From my understanding, dividing the dataset into different partition depends on the purpose of the author, and the requirement of the model in real world application.

Normally we have two datsets: training and testing. The training one is used to find the parameters of the models, or to fit the models. The testing one is used to evaluate the performance of the model in an unseen data (or real world data).

If we just do one step in training, it is obvious that there are a training and a testing (or validating) process.

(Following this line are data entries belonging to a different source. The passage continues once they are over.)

PR #63, opened 2018-06-21
refactor parse functions to `parse(profile, opt, data)`

derhuerst:
This PR aligns the signatures of all higher-level parsers.

- Passing in `profile` and always calling `profile.parse…()` allows people to override single parsers (e.g. `parseLocation`) so that even deeply nested locations will be parsed with the custom logic.
- Adding `opt` allows us to add options like `parsePolyline` or `parseStationLines` to `hafas-client` in the future without changing the signature again.


derhuerst:
I didn't change every parse fn though. For the low-level ones it felt like overengineering.

PR #66, opened 2018-06-29
rename `hafas.journeyLeg()` to `hafas.trip()`

derhuerst:
Contrary to what I initially thought, this HAFAS call returns a trip anyways.


derhuerst:
@juliuste ping

PR #69, opened 2018-07-19
introduce mandatory `User-Agent` param

derhuerst:
Partly motivated by the recent eMail by VBB and partly because I think more transparent usage of the HAFAS APIs is good, **I added a mandatory `User-Agent` parameter**. People can obviously still put random words, but I assume it nudges them to pick meaningful values.


juliuste:
ehm 😄

PR #85, opened 2018-10-08
journeys from a trip to a location/station/stop

derhuerst:
Not sure if it's a DB-specific feature or just disabled/unsupported in those apps that I checked.


derhuerst:
CI is failing right now because `journeysFromTrip` doesn't work for past or future trips (only right now), so the test depends on which trains are our there. 🙄

derhuerst:
@juliuste ping

derhuerst:
@juliuste ping

derhuerst:
marudor.de implementation: https://github.com/marudor/BahnhofsAbfahrten/blob/ce0f9d3abf5b505a242f63fdc0f359af9ae2a6b6/src/server/HAFAS/SearchOnTrip.ts

juliuste (approved):

docs/journeys-from-trip.md
```diff
@@ -0,0 +1,45 @@
+# `journeysFromTrip(tripId, previousStopover, to, [opt])`
```
juliuste, line 1: Just for my understanding: Is the `previousStopover` always ignored internally and overwritten by the last one that was passed, anyway, or does it make a difference? (I'm asking because you write below that the DB Navigator always passes the first one, but AFAIK the navigator then shows results that indicate the server picked the last-passed one anyway)

derhuerst: I don't really know. 🤷

PR #88, opened 2018-10-25
added optional walkingSpeed-parameter

plSln:
gets converted to `gisFltrL`-object.
possible values: `slow`, `normal`, `fast`
default: `normal`

### DIFF
--- a/index.js
+++ b/index.js
@@ -37,7 +37,7 @@ const createClient = (profile, userAgent, request = _request) => {
 	validateProfile(profile)
 
 	if ('string' !== typeof userAgent) {
-		 throw new Error('userAgent must be a string');
+		throw new Error('userAgent must be a string');
 	}
 
 	const _stationBoard = (station, type, parser, opt = {}) => {
--- a/index.js
+++ b/index.js
@@ -37,7 +37,7 @@ const createClient = (profile, userAgent, request = _request) => {
 	validateProfile(profile)
 
 	if ('string' !== typeof userAgent) {
-		// throw new Error('userAgent must be a string');
+		 throw new Error('userAgent must be a string');
 	}
 
 	const _stationBoard = (station, type, parser, opt = {}) => {
--- a/index.js
+++ b/index.js
@@ -205,6 +205,7 @@ const createClient = (profile, userAgent, request = _request) => {
 				getPT: true, // todo: what is this?
 				getIV: false, // todo: walk & bike as alternatives?
 				getPolyline: !!opt.polylines
+				// todo: `getConGroups: false` what is this?
 			}
 			if (profile.journeysNumF) query.numF = opt.results
 			return request(profile, userAgent, opt, {
--- a/index.js
+++ b/index.js
@@ -174,11 +174,14 @@ const createClient = (profile, userAgent, request = _request) => {
 			throw new Error('opt.walkingSpeed must be one of these values: "slow", "normal", "fast".')
 		}
 
-		const gisFltrL = [{
-			meta: 'foot_speed_' + opt.walkingSpeed,
-			mode: 'FB',
-			type: 'M'
-		}]
+		const gisFltrL = []
+		if (profile.journeysWalkingSpeed) {
+			gisFltrL.push({
+				meta: 'foot_speed_' + opt.walkingSpeed,
+				mode: 'FB',
+				type: 'M'
+			})
+		}
 
 		// With protocol version `1.16`, the VBB endpoint *used to* fail with
 		// `CGI_READ_FAILED` if you pass `numF`, the parameter for the number
--- a/index.js
+++ b/index.js
@@ -128,7 +128,7 @@ const createClient = (profile, userAgent, request = _request) => {
 		}
 
 		opt = Object.assign({
-			results: 5, // how many journeys?
+			results: null, // number of journeys – `null` means "whatever HAFAS returns"
 			via: null, // let journeys pass this station?
 			stopovers: false, // return stations on the way?
 			transfers: 5, // maximum of 5 transfers
@@ -176,7 +176,7 @@ const createClient = (profile, userAgent, request = _request) => {
 
 		const gisFltrL = [{
 			meta: 'foot_speed_' + opt.walkingSpeed,
-			mode: 'FB', 
+			mode: 'FB',
 			type: 'M'
 		}]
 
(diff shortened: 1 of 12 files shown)


schildbach:
Thanks for finding this out! I just implemented this in PTE via https://github.com/schildbach/public-transport-enabler/commit/0dcc147a21af4db8bcb73ca8797fb968481fd7f3. Works as intended with BVG.

Does anyone have an idea what the `gisFltrL.type` parameter is about? I had to change its value from `P` to `M`, otherwise the walk speed would be ignored.

plSln:
@schildbach ah, good to know, I wondered why it had no effect..
I will try to find that out!

derhuerst:
> Does anyone have an idea what the `gisFltrL.type` parameter is about? I had to change its value from `P` to `M`, otherwise the walk speed would be ignored.

The HAFAS `mgate.exe` looks exactly like JSON created from an XML tree, which is why AFAICT `.type` corresponds to the tag name of the corresponding XML element.

I don't know what `M` and `P` stand for though.

index.js
```diff
@@ -170,6 +170,11 @@ const createClient = (profile, userAgent, request = _request) => {
 			filters.push(profile.filters.accessibility[opt.accessibility])
 		}
 
+		const gisFltrL = [{
+			meta: ['slow','normal','fast'].includes(opt.walkingSpeed) ? 'foot_speed_' + opt.walkingSpeed : 'foot_speed_normal',
```
derhuerst: Sorry, I didn't explain clearly enough. Please throw on invalid usage, as seen above.

derhuerst:
I will try to write a test for this. Do you know if all endpoints support this (even though not every app has it in the UI)?

plSln:
> I will try to write a test for this. Do you know if all endpoints support this (even though not every app has it in the UI)?

I don't know that, Sorry.

derhuerst:
It seems to be a feature of the `1.21` protocol version. Will further look into it.

derhuerst:
I've tried to use the `walkingSpeed` option with BVG, CMTA, DB, Nah.SH, S-Bahn München & VBB, but only **apparently only the BVG & VBB endpoints make use of it.** Thus, I have made it opt-in per profile.

@schildbach Can you confirm this? Check my BVG test case as an example:

https://github.com/public-transport/hafas-client/blob/306dd9453b2321a8ce58fd7e5008f53c7530f3cb/test/bvg.js#L130-L148

https://github.com/public-transport/hafas-client/blob/306dd9453b2321a8ce58fd7e5008f53c7530f3cb/test/lib/journeys-walking-speed.js#L10-L28

schildbach:
Oh, indeed. Just checked DB and SH and it would not make a difference. How annoying!

schildbach:
On the [VOR web page](https://anachb.vor.at), I found that they set these values: `{"type":"M","mode":"FB","meta":"foot_speed_fast"},{"type":"M","mode":"T","meta":"foot_speed_fast"}`
So that's one more value, but in my tests it didn't change anything. They have speed options for bike and car too though, might be interesting.

derhuerst:
> On the VOR web page, I found that they set these values [...] but in my tests it didn't change anything. They have speed options for bike and car too though, might be interesting.

Yes, noticed that too for some other endpoints supported by `hafas-client`. We should keep an eye on that in the near future!

BTW: We should join our efforts better to cover HAFAS features! You're always welcome to open issues here to let us know about things you found out, and I will try to do the same.

derhuerst:
@plSln have you [allowed me to push into your fork](https://help.github.com/articles/allowing-changes-to-a-pull-request-branch-created-from-a-fork/)?

plSln:
> @plSln have you [allowed me to push into your fork](https://help.github.com/articles/allowing-changes-to-a-pull-request-branch-created-from-a-fork/)?

Yes!

derhuerst:
```shell
git branch -a
```

```
  berlkoenig
  cfl
  dsb
  irish-rail
  journeys-from-trip
  master
  mobiliteit-lu
  mock
  moobil-plus
  next
  saarfahrplan
  strip-leading-zeros
  tz-offset
  vbn
* walking-speed
  remotes/origin/berlkoenig
  remotes/origin/cfl
  remotes/origin/dsb
  remotes/origin/irish-rail
  remotes/origin/journeys-from-trip
  remotes/origin/master
  remotes/origin/mobiliteit-lu
  remotes/origin/mock
  remotes/origin/next
  remotes/origin/strip-leading-zeros
  remotes/origin/tz-offset
  remotes/origin/vbn
  remotes/origin/walking-speed
  remotes/plSln/cfl
  remotes/plSln/dsb
  remotes/plSln/irish-rail
  remotes/plSln/journeys-from-trip
  remotes/plSln/master
  remotes/plSln/mobiliteit-lu
  remotes/plSln/mock
  remotes/plSln/next
  remotes/plSln/scheduled-days
  remotes/plSln/strip-leading-zeros
  remotes/plSln/tz-offset
  remotes/plSln/vbn
```

derhuerst:
Got help, solved it using `git push plSln HEAD:master`.

derhuerst:
@juliuste `departures()`/`arrivals()` are still failing (as intended), but please have a look at the code.

test/lib/journeys-walking-speed.js
```diff
@@ -0,0 +1,32 @@
...
+	const legWithSlowWalking = journeyWithSlowWalking.legs.find(l => l.mode === 'walking')
+	t.ok(legWithSlowWalking, 'no walking leg in journey with slow walking')
+
+	const fastDist = legWithFastWalking.distance
+	const slowDist = legWithSlowWalking.distance
+	t.ok(isRoughlyEqual(100, fastDist, slowDist), 'precondition failed')
+	const fastDur = new Date(legWithFastWalking.arrival) - new Date(legWithFastWalking.departure)
+	const slowDur = new Date(legWithSlowWalking.arrival) - new Date(legWithSlowWalking.departure)
+	// console.error(fastDur / 1000 / 60, slowDur / 1000 / 60)
+	t.notOk(isRoughlyEqual(dT, fastDur, slowDur), 'walkingSpeed not applied')
```
juliuste: `dT` is not the most intuitive naming here IMHO 😄

lib/request.js
```diff
@@ -88,7 +88,7 @@ const request = (profile, userAgent, opt, data) => {
 	.then((b) => {
 		if (DEBUG) console.error(JSON.stringify(b))
 
-		if (b.err) {
+		if (b.err && b.err !== 'OK') {
```
juliuste: Is this correct here? Just asking because as this doesn't seem directly related to the scope of the PR I want to make sure this is an intended change (since it affects all requests)? 😄

derhuerst: This is part of the switch to the `1.21` protocol, so yes, intended. From what I can tell, it doesn't break endpoints with older versions.

derhuerst:
Sorry for the back-and-forth: `1.21` fails if you pass `stbFltrEquiv`. It would be a breaking change if we drop it.

derhuerst:
I have squashed and slightly adapted the commits into abc9c2b, 7908fb3, 61fbe15, 7073234 on the `5` branch. Thanks for your contribution!

PR #89, opened 2018-10-25
add CFL profile

derhuerst:


derhuerst:
This is WIP, I need to adapt the branch to the current code base.

p/cfl/index.js
```diff
@@ -0,0 +1,33 @@
...
+		os: 'iPhone OS 9.3.5'
+	}
+	body.ver = '1.16'
+	body.auth = {aid: 'ALT2vl7LAFDFu2dz'}
+	body.lang = 'de'
+
+	return body
+}
+
+const insaProfile = {
```
juliuste: This should be called `cflProfile`

p/cfl/index.js
```diff
@@ -0,0 +1,33 @@
...
+	locale: 'de-DE',
```
juliuste: Shouldn't this be the luxemburgish locale?

p/cfl/index.js
```diff
@@ -0,0 +1,33 @@
...
+	timezone: 'Europe/Berlin',
```
juliuste: Shouldn't this be `Europe/Luxembourg`?

PR #91, opened 2018-10-27
Fixes optional price behavior

lightsprint09:
As described in fptf amount and currency should be required. If amount is not available the whole price object is nil

```
price: { // optional
	amount: 12.50, // number, required
	currency: 'EUR' // ISO 4217 code, required
}
```

### DIFF
--- a/p/db/index.js
+++ b/p/db/index.js
@@ -42,8 +42,8 @@ const createParseJourney = (profile, opt, data) => {
 
 	// todo: j.sotRating, j.conSubscr, j.isSotCon, j.showARSLink, k.sotCtxt
 	// todo: j.conSubscr, j.showARSLink, j.useableTime
-	const parseJourneyWithPrice = (j) => {
-		const res = parseJourney(j)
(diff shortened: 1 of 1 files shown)


p/db/index.js
```diff
@@ -55,20 +55,18 @@ const createParseJourney = (profile, opt, data) => {
 		// 	targetCtx: 'D',
 		// 	buttonText: 'To offer selection'
 		// } ]
-		res.price = {amount: null, hint: 'No pricing information available.'}
```
derhuerst: Please assign `null` as the default value.

lightsprint09: Added `null` as default

derhuerst:
Technically someone could rely one the behaviour that, if `journey.price` is truthy, it will contain a price. Because of this, I'm not sure if this is a breaking change.

derhuerst:
Sorry, I just noticed that I have added this behaviour in 8677a1cc on branch `5` already. Nonetheless, thanks for your contribution!

PR #94, opened 2018-11-12
add INVG

### LINKED ISSUE #93: support INVG (Ingolstadt)
`https://fpa.invg.de/bin/mgate.exe` uses HCI. Versions above 1.13 would likely need a mic/mac salt, otherwise an AUTH error is raised. The iOS app should have that, but I haven't got an iOS device. For details see https://github.com/schildbach/public-transport-enabler/commit/dc390eb5a407f491c14481ab9c87206ed09d0f27.

derhuerst:
Closes #93.

~Tests are currently failing because, for `departures()`, we get `stop` IDs without `station` IDs ([just like with ÖBB](https://github.com/public-transport/hafas-client/blob/9d969027941be04fc6af5766cd0eea50ca3daeb2/test/oebb.js#L176)).~


p/invg/example.js
```diff
@@ -0,0 +1,43 @@
+'use strict'
+
+const createClient = require('../..')
+const cmtaProfile = require('.')
+
+const client = createClient(cmtaProfile, 'hafas-client-example')
+
+const ingolstadtHbf = '8000183'
+const audiParkplatz = '84999'
```
juliuste: xD

p/invg/products.js
```diff
@@ -0,0 +1,77 @@
...
+	{
+		id: 'bus',
+		mode: 'bus',
+		bitmasks: [1],
+		name: 'Bus',
+		short: 'Bus',
+		default: true // the other `bus` has `false`
+	},
+	{
+		id: 'express-train',
```
juliuste: *[minor]* Are you sure the naming is appropriate here? If I understand the profile correctly this includes intercity and eurocity trains, which are faster than regional, but not really high speed.

p/invg/readme.md
```diff
@@ -0,0 +1,18 @@
+# INVG profile for `hafas-client`
+
+[*Ingolstädter Verkehrsgesellschaft (INVG)*](https://de.wikipedia.org/wiki/Ingolstädter_Verkehrsgesellschaft) is a public transportation provider serving [Ingolsstadt, Germany](https://en.wikipedia.org/wiki/Ingolstadt). This profile adds *INVG*-specific customizations to `hafas-client`.
```
juliuste:
```suggestion
[*Ingolstädter Verkehrsgesellschaft (INVG)*](https://de.wikipedia.org/wiki/Ingolstädter_Verkehrsgesellschaft) is a public transportation provider serving [Ingolstadt, Germany](https://en.wikipedia.org/wiki/Ingolstadt). This profile adds *INVG*-specific customizations to `hafas-client`.
```

p/invg/products.js
```diff
@@ -0,0 +1,77 @@
...
+	{
+		id: 'local-train',
+		mode: 'train',
+		bitmasks: [8],
+		name: 'Nahverkehrszug',
+		short: 'Zug',
+		default: true
+	},
+	{
+		id: 'bus-2',
```
juliuste: The naming here seems sub-optimal 😛 IMHO we should rather group both bus products if we don't exactly know the difference between them.

p/invg/products.js
derhuerst: I didn't think much about this name, I may even have copied it from another profile. "express" here rather meant "only stopping at some stations", but we can change it to something else.

p/invg/products.js
derhuerst: I think the reason why I didn't merge them back then was that one is on by default, the other is not. Will merge them nevertheless.

PR #99, opened 2018-12-28
add Saarfahrplan profile

derhuerst:


p/saarfahrplan/example.js
```diff
@@ -0,0 +1,43 @@
+'use strict'
+
+const createClient = require('../..')
+const oebbProfile = require('.')
```
juliuste: We should rename this

p/saarfahrplan/example.js
```diff
@@ -0,0 +1,43 @@
...
+
+const client = createClient(oebbProfile, 'hafas-client-example')
```
juliuste: same here

derhuerst:
Only unrelated tests are failing.

juliuste:
By the way: We might consider using something like your `tap-min` module in the `npm test` script given the output size we have reached now.

derhuerst:
I've purposefully avoided `tap-min`, because it swallows/shortens TAP output too much. Maybe there's something like [`tap-spec`](https://github.com/scottcorgan/tap-spec#readme) that doesn't print successful assertions.

derhuerst:
@ski7777 Did you see this? I think you had asked for SaarVV support a while ago.

PR #110, opened 2019-04-24
ISO date+time: suppress milliseconds if 0

derhuerst:


derhuerst:
At work, we decided to go this way because some platforms have problems with millisecond ISO dates. As this change doesn't change any semantics and doesn't break consumers (as long as they parse ISO 8601 properly), I felt it is fitting for `hafas-client`.

juliuste:
Alright, so as I said: LGTM. Feel free to merge whenever you want.

PR #753, opened 2019-07-15
bugfix: correctly control the offset < LZ4_DISTANCE_MAX,when change t…

Hitatm:
when change the value of  LZ4_DISTANCE_MAX macro，and set -DLZ4_DEBUG=1 during compile lz4；use the compression parameter  -  [lz4hc,9],it will trigger an assert ，because it can not correctly contrl offset smaller than the value of LZ4_DISTANCE_MAX.   this bug can be fixed by set lowestMatchIndex according to LZ4_DISTANCE_MAX ,but not fixed 64K.


Cyan4973:
Yes, that's a sensible change.

Maybe we should add some tests with custom `LZ4_DISTANCE_MAX`, to ensure it's properly applied.

Hitatm:
Thx for your timely response and I saw your other changes，this looks much better

PR #755, opened 2019-07-15
ensure conformance with custom LZ4_DISTANCE_MAX

Cyan4973:
Follow up from #753 : 

It's now possible to select a custom `LZ4_DISTANCE_MAX` at compile time,
provided it's `<= 65535`.

However, in some cases (compression using `byU16` mode),
the custom distance wasn't always respected,
as offsets used to be implied as "in range" in this mode, and therefore wasn't checked.

Added a distance check for this case.
The check is only active when `LZ4_DISTANCE_MAX < 65535`.
Otherwise, it's a no-op (default).

Also : added a new TravisCI test which ensures that
custom `LZ4_DISTANCE_MAX` compiles and compresses correctly,
relying on `assert()` to find outsized offsets.

### DIFF
--- a/.travis.yml
+++ b/.travis.yml
@@ -33,6 +33,10 @@ matrix:
       script:
         - CC=clang MOREFLAGS=-fsanitize=address make -C tests test-frametest test-fuzzer
 
+    - name: Custom LZ4_DISTANCE_MAX
+      script:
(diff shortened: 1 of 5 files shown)


Cyan4973:
> Does the test also catch the LZ4HC bug?

This is the standard `make check`, which also includes a few HC tests, invoking typically `lz4 -9`.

However, doing this way, it may raise the over-fitting problem when the model is trained with one dataset, onetime. This may lead to instability of the model in the real world problem. One way to solve this issue is to cross-validate (CV) the model in the training dataset. That means, we divide the training datset into different folds, keep one fold for testing the model which is trained with other folds. The winner is now the one which give minimum loss (based on our own objective function) in whole CV process. By doing this way, we can make sure that we minimize the chance of over fitting in training process, and select the right winner. The test set is again used to evaluate the winner in the unseen data.